## Assigned task
For the listing below, show each line that includes the string "vocab".

## Dataset content

Issue #512, opened 2020-10-01
/serverapi/vocab should allow reaching fragments


Mec-iS:
### I'm submitting a 
- [x] bug report.

Two different related issues here:

### Current Behaviour:
1. `/serverapi/vocab#Area` returns the full vocabulary.
2. at `http://localhost:8080/serverapi/contexts/EntryPoint.jsonld` see:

## Reply to the exercise
/serverapi/vocab should allow reaching fragments
1. `/serverapi/vocab#Area` returns the full vocabulary.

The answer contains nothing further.